The embryos are passed through a slim catheter into the uterus.
Success Rates
Improvements in medication, microsurgery and in assisted reproductive
technologies (ART) make pregnancy possible for most couples who pursue
treatment. More than two-thirds of infertile couples are able to make their
dreams of having a child come true. However, success rates vary from patient to
patient and from situation to situation.
Weighing the Pros and Cons
The obvious reward of infertility treatment is the beautiful baby boy or girl
that arrives a few months after treatment, but couples must be aware of the
risks in order to make the best decision.
Millie Behera, M.D., a reproductive endocrinologist at Duke University Medical
Center in Durham, N.C., says,
“The biggest risk seen with any type of infertility treatment is multiple
pregnancies.
” Risks inherent in multiple pregnancies include pre-term labor and birth, which
poses greater risks of illness, disability and death. There is also a higher
chance of miscarriage and other maternal complications with multiple births.

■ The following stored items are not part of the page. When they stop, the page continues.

PR #10163, opened 2026-08-26
Junos: don't flag routing-instance default as an undefined reference

dhalperi:
Junos reserves the word default to mean the master routing instance
where a routing instance is referenced, e.g. firewall filter ... then
routing-instance default, and forbids it as the name of a configured
instance. Skip reference tracking for that name at all eight routing
instance reference sites.

The conversion path already produced the right VRF, since the VI default
VRF is itself named "default"; a test now pins that.

----

Prompt:
```
We're debugging an issue where we're getting undefined references for
Junos routing-instance default. Another model claims master and default
are aliases for the same default routing instance: master is the
canonical name reported by `show route instance`, default is used in
configuration statements such as `routing-instance default` in a
firewall filter, and Junos prevents creating a user routing instance
literally named default. Check the cited Juniper documentation and make
up your own mind.

Follow-ups: confirmed against a real Junos config whose only undefined
routing-instance reference is `then routing-instance default` on an
interface owned by a virtual-router instance. Decided the right fix is
to not add a reference at all when the value is specifically default,
rather than remapping it to master.
```


dhalperi (commented):
> *[Reviewable](https://reviewable.io/reviews/batfish/batfish/10163)* status: <span>:shipit:</span> complete! all files reviewed, all discussions resolved (waiting on dhalperi).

“Over stimulation is a risk if women are given too high a dose of drugs to
stimulate ovulation. This is marked by melon-sized ovaries, pain, discomfort,
nausea, vomiting and fluid in the belly. Women who are over stimulated may also
become dehydrated and their blood can become thickened and clots may develop,
” explains Dr. Behera. “There hasn’t been good data on the long-term outcomes of these drugs,” she says.
Insurance coverage is a question to consider for many seeking treatment. Most
insurance plans cover the initial consult with an REI specialist and the
diagnostic portion (the testing) to find out why you are not able to get
pregnant. The infertility treatment itself may be covered in part or
completely. Although the trend is toward more insurance plans covering
infertility, there are still plans that offer no coverage.
If infertility becomes a question for you and your partner, remember, the best
place to start is at your primary care or ob-gyn
’s office. The fertility problem may turn out to be quite simple, such as not
having intercourse near the time of ovulation. If it is more serious, then your
ob-gyn will refer you to an REI specialist.